=== What is being asked ===
Scan each line of the records for the word "defaultCurrencyId" and extract the ones that have it.

[Material shown]

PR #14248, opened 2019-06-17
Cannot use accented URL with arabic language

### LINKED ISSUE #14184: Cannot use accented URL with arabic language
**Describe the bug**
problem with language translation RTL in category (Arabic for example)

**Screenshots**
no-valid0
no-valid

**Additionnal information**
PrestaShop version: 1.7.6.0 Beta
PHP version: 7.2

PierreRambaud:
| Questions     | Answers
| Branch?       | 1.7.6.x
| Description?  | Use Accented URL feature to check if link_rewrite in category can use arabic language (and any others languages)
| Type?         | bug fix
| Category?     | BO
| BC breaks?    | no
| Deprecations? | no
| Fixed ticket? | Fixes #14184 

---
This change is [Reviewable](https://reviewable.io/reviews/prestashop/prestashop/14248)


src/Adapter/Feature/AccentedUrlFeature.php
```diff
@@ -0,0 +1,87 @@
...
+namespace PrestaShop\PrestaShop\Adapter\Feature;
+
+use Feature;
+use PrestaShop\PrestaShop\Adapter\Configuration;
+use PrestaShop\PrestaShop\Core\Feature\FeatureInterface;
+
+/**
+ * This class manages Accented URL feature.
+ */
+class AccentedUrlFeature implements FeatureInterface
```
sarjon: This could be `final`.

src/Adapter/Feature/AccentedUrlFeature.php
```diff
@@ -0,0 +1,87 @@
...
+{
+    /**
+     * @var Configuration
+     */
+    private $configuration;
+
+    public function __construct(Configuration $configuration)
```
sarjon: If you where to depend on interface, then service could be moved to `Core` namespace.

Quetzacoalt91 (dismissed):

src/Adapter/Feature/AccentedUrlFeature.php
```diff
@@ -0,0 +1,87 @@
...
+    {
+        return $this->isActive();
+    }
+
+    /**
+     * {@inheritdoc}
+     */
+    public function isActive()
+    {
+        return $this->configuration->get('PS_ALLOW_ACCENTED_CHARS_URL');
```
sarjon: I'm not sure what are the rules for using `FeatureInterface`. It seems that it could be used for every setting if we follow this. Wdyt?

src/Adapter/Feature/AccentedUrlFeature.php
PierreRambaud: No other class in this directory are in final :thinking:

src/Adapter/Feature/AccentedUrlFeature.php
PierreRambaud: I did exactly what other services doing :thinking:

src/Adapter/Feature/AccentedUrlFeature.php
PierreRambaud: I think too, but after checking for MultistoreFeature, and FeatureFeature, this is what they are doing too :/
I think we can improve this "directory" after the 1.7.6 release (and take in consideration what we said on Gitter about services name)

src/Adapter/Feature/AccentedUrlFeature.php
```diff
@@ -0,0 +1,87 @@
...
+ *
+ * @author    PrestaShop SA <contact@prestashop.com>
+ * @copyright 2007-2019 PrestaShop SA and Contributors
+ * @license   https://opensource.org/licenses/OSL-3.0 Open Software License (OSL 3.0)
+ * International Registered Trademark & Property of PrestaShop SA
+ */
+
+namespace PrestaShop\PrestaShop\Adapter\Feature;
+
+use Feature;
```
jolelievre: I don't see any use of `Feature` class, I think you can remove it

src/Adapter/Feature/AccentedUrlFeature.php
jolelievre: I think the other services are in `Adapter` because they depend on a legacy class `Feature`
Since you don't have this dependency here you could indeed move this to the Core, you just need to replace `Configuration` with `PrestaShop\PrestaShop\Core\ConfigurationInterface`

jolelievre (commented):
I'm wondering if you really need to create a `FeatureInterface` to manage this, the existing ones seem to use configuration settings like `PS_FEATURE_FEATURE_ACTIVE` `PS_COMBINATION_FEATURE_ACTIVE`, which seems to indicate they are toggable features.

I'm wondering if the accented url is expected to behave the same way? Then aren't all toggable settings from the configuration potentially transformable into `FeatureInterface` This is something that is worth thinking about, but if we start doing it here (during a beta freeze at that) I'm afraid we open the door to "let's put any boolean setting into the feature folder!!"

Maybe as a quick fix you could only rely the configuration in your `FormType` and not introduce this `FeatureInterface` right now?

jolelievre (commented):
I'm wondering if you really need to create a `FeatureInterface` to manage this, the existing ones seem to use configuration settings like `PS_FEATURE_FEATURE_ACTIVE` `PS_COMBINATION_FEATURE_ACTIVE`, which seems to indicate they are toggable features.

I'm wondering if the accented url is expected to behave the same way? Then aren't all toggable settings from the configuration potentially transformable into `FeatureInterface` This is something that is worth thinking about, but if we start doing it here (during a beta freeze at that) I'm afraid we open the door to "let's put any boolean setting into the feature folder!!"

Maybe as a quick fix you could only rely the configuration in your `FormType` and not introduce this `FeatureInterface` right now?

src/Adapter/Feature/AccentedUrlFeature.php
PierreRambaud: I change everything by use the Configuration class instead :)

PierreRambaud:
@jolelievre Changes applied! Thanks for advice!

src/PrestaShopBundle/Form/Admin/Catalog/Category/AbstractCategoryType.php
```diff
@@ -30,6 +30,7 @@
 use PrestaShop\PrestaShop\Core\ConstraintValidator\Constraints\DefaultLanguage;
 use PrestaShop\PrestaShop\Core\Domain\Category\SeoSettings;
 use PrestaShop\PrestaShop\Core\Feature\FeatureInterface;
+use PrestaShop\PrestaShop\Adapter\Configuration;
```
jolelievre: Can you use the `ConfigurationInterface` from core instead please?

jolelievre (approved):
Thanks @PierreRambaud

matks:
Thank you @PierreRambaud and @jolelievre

[/Material shown]
[Material shown]

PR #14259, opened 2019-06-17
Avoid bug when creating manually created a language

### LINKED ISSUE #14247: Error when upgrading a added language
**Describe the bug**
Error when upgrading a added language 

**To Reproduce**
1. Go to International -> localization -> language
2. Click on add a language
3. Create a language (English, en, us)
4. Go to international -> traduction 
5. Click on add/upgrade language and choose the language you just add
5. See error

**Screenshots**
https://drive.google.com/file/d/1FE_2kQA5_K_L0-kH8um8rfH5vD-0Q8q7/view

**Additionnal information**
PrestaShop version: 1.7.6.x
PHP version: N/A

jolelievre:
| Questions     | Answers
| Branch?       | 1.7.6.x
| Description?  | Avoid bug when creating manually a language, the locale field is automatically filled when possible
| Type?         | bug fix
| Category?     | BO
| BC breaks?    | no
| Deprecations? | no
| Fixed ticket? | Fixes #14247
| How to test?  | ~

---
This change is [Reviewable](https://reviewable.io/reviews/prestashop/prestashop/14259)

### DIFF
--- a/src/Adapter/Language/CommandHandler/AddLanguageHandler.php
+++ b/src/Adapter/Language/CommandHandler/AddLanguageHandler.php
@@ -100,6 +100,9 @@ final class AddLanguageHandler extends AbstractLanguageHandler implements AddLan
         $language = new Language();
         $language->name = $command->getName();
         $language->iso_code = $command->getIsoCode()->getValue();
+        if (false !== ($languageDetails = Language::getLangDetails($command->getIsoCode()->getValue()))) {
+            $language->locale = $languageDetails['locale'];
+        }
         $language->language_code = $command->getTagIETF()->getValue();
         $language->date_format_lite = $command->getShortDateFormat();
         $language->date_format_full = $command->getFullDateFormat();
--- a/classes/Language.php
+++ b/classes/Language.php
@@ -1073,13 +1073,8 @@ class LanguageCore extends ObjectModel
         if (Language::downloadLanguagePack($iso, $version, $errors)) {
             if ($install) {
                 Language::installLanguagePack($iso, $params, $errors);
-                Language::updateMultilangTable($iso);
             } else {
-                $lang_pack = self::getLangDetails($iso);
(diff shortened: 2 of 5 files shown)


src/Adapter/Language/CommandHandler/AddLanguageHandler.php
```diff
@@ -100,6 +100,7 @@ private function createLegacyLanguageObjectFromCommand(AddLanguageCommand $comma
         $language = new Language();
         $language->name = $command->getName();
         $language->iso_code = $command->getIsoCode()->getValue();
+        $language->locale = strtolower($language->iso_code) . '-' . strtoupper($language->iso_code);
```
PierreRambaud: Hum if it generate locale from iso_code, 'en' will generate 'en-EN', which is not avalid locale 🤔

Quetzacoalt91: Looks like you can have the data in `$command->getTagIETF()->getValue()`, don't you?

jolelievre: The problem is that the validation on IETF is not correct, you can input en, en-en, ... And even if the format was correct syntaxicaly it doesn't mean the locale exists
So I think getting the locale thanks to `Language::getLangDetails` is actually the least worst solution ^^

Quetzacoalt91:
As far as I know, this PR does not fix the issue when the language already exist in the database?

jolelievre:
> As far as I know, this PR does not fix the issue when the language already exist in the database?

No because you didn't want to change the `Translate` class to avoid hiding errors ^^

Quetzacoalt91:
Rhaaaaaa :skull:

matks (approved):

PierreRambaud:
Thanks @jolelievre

[/Material shown]
[Material shown]

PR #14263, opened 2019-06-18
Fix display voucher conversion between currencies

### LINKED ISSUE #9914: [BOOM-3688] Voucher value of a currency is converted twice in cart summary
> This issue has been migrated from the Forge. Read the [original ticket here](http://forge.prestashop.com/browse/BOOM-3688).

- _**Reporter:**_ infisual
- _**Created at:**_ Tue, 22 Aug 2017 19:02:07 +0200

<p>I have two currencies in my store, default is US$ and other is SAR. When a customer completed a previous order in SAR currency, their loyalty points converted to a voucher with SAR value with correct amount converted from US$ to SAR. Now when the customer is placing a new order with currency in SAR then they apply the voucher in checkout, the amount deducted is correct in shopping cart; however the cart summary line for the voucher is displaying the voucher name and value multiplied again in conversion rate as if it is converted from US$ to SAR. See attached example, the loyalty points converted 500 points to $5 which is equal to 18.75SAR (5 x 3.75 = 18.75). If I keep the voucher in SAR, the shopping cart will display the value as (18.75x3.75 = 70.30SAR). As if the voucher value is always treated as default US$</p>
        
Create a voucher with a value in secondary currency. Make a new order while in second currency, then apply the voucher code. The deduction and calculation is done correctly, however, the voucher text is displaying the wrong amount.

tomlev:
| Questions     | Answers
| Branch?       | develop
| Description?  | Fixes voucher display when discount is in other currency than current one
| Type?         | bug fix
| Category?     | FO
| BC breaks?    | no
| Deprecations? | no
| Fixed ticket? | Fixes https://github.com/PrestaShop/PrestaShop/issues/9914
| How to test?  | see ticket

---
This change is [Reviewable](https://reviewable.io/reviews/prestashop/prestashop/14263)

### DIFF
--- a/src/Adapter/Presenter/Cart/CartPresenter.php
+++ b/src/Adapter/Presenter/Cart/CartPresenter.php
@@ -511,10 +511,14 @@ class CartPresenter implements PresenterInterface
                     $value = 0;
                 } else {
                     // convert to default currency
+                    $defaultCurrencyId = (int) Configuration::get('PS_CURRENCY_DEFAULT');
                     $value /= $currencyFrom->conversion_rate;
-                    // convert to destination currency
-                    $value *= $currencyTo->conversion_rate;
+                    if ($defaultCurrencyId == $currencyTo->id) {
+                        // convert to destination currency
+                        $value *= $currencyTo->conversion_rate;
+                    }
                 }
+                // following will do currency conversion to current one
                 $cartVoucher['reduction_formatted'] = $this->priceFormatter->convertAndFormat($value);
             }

[/Material shown]

=== Answer box ===
+                    $defaultCurrencyId = (int) Configuration::get('PS_CURRENCY_DEFAULT');
+                    if ($defaultCurrencyId == $currencyTo->id) {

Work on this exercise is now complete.